**EXERCISE PROMPT**.
Check each line of the records below for the word "verbatim" and copy those where it appears.
--- STORED DATA Enclosed Below ---
PR #634, opened 2026-07-21
feat: query_data + validate_semantic_query echo optional query_ref

davidesner:
## Description

**Linear**: AI-3576

### Change Type

### Summary

The AI Workspace (business-user Kai) surfaces semantic-layer grounding on chat query results: a badge showing whether a query was validated against the semantic model, which metrics/datasets it used, and any constraint violations, plus inline `[[q:<ref>]]` citations in the answer text. To render that, the UI must know which `validate_semantic_query` call belongs to which `query_data` call — but today the two tool calls share nothing to join on.

This adds an optional `query_ref` parameter to both tools: an opaque correlation token the agent chooses and passes to both calls, echoed back verbatim in each tool's output. The UI joins the two results on it deterministically (with a normalized-SQL fallback when absent). Purely a passthrough — it does not affect execution, and both parameters default to `None`, so existing callers are unaffected.

This correlation is an explicit interim bridge: the north-star is a kai-agent-side "validated query" tool that returns the joined result pre-assembled. The UI contract built on top of `query_ref` is the durable investment.

## Testing

Tested end-to-end with the In Platform Agent running against this server locally (Streamable-HTTP): kbc-ui → kai-agent → local MCP, with the agent instructed to validate-then-run using a shared `query_ref`; the UI correlates and renders the grounding badge. Existing unit tests for both tools pass (18 passed, `pytest -k "query_data or validate_semantic"`).

### Optional testing

## Checklist

- [x] Self-review completed
- [ ] Unit tests added/updated (if applicable) — no new tests; the field is a verbatim passthrough covered by existing tool tests


cjayyy:
Small, well-scoped, low-risk — design is sound. Two notes before merge:

**1. Echo behavior is untested.** `grep query_ref tests/` returns nothing — existing tests assert `isinstance(result, QueryDataOutput)` but never that the token round-trips. The checklist rationale ("covered by existing tool tests") does not hold for the echo, which is the actual contract the UI join depends on. Two ~3-line cases close it:

```python
result = await query_data(sql_query=..., query_name=..., ctx=..., query_ref="abc123")
assert result.query_ref == "abc123"
# + same for validate_semantic_query
```

**2. `query_ref` only echoes on the success path** (`sql.py:336`); the failure/cancel branch raises. Fine if the UI fallback handles "validation present, query failed" gracefully — worth a one-line confirmation.

Everything else is nits (description string duplicated 4×, but inline tool descriptions are the convention here).

cjayyy:
Is this PR R4R?

Matovidlo:
@davidesner is this still relevant ?

davidesner:
> @davidesner is this still relevant ?

@Matovidlo yes, unless we decide to implement the query validation and referencing using a different mechanism inside Kai.

Mystypix:
We need this field for Business Workspace (`apps/business-chat` in `keboola/ui`), where an answer cites the query behind a number. Rather than leave it to rot we'd like to pick the PR up — tracked on our side as UT-5308.

State of the branch, for whoever looks next: ahead 6 / behind 242 and `CONFLICTING` (`pyproject.toml` pinned to 1.74.0 against main's 1.80.1, and `TOOLS.md` is generated), plus an unrelated data-apps commit (`allow_main_branch`) riding along. @cjayyy's two notes from 21 Jul still stand and both look right to me: the echo has no test, and `query_ref` is echoed only on the success path — the failure and cancel branches raise before it.

One thing that isn't in the thread yet and should gate the merge as written. The parameter description instructs the model to *"cite it as `[[q:<query_ref>]]`"*. On our side a single agent prompt serves both the in-platform Kai chat in `kbc-ui` and business-chat, and only business-chat parses that marker (`remarkCitations.ts`); `[[q:` appears nowhere else in the monorepo. Merged as is, kbc-ui users would start seeing literal `[[q:…]]` in answers. So the citation instruction needs to be host-gated or moved out of the tool description into the prompt that knows which chat it is serving.

Two questions before I spend time on it:

1. @Matovidlo — with the 1:1 TypeScript rewrite in progress, should this land in the Python server at all, or go straight to the TS one?
2. Is an agent-chosen opaque token the shape you want long term, or would you rather the server return an id it generates? A model reusing the same ref across turns is a real failure mode for a citation registry, and a server-generated id doesn't have it.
--- End of Enclosed STORED DATA ---
**YOUR RESPONSE**.
This adds an optional `query_ref` parameter to both tools: an opaque correlation token the agent chooses and passes to both calls, echoed back verbatim in each tool's output. The UI joins the two results on it deterministically (with a normalized-SQL fallback when absent). Purely a passthrough — it does not affect execution, and both parameters default to `None`, so existing callers are unaffected.
- [ ] Unit tests added/updated (if applicable) — no new tests; the field is a verbatim passthrough covered by existing tool tests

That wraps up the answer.